Kanban Metrics: Learning to See and Improve

Kanban is a tool, it`s a culture and mindsets change tool, it`s a approach to change management. In order to make that happens we need to learn to see waste and see bottlenecks. There are several things you can do to archive that like retrospectives and peer-reviews but you also should be considering do as much metrics as you can. It could sound awkward talk about metrics on a Lean/Agile context because could easily sounding like non-sense but its not.

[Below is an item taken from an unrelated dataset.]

PR #10404, opened 2017-03-22
JSON: Include kwargs in metadata

gnestor:
This cleans up both the `JSON` and `GeoJSON` display classes by including `kwargs` in the bundle’s `metadata`. This allows subclasses of `JSON`, such as `GeoJSON`, to support _arguments as metadata_ by default vs. requiring subclasses override several JSON methods.

Usage examples:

So what kind of metric should i have, well that will depend of your system, when i say system i do not mean software but your people work system. Metrics does not need be atomic and microsecond precise you should see metrics as a thermometer rather than a raw number,

Starting with the Flow

First thing you might do is starting to get metrics from you kanban flow, it does not matter what kinda of steps, queues and definition of done you might have. So lets say you have a flow like this, this is one of the flow i use a lot:

For each queue, its a step into your flow, you should get metrics per queue, in this sample we have, backlog, design, design review, test and code, test and code review, acceptance and done. You should get simple metrics per queue like:

  • Time in days that the card sits on the queue
  • Time in days the card gets blocked in the queue
  • Time the card is ready to move on but is delayed in days
With this simple metrics you can have the whole time, from backlog to DONE, your done should consider deploy into production them you will have the LED time, from backlog to production. If you create a simple google docs with this information is easy to generate charts and compare why some queues are taking more time than other.

Another great thing todo is add some extra informations on the CARD like:
  • Strategy: One piece flow? Wip MAX? Single Developer?
  • Story Pints: Scrum points if you do it
  • Class of Service: Issue, Arch work, etc,,, 
  • Delay time
  • Block time

Developers should add this day by day, if you do that on the last day of the week or on the last day of the sprint, if you do sprints, them will be complicated and people will not want do this because will be very boarding and they will forget this. 

Its also improve to make CROSS metrics, for instance dont look only for delivery, you also should see if you are increasing your test coverage and number of tests, some you can get that per card or story as well and you can plot on google docs to see whats going on.



Measure Retrospective Actions

You will do retrospectives time to time, it`s important talk about what is not okay and improve team relation ship but you also need improve your product and your methods. So lets say you create actions on each retrospective is important to see whats going well or not, for instance here a simple case i did for a project:
For each sprint you will have actions and you will have a queue for the actions you finish and you will have a backlog of the once you did not finished. So is easily to see how much the team is committed and improving things or not. With this in hand is easy to create a google doc and have metrics on what is going well or not. 

If my process change?

It should change, you will add queues, drop queues depending the moment your team are in sense of maturity or project. That`s what we want change. For metrics history i dont like to delete anything, instead i like to keep columns and add ZERO, so that does not destroy old metrics and allow you do comparison. If you have multiple teams and do communities of practice you guys can compare metrics not in sense to see with team is best but in sense of see why somethings goes faster or better for one team than others and use the metrics to discover patterns and remove bottlenecks you did not know was there.